**Task:** Once you have read the listing, output it exactly and completely.

**Collected material:**
------------------------------------------------

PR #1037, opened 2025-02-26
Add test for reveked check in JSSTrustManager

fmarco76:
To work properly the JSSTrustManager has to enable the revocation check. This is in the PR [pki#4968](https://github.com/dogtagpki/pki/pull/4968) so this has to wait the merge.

------------------------------------------------

**Expected answer:**
PR #1037, opened 2025-02-26
Add test for reveked check in JSSTrustManager

fmarco76:
To work properly the JSSTrustManager has to enable the revocation check. This is in the PR [pki#4968](https://github.com/dogtagpki/pki/pull/4968) so this has to wait the merge.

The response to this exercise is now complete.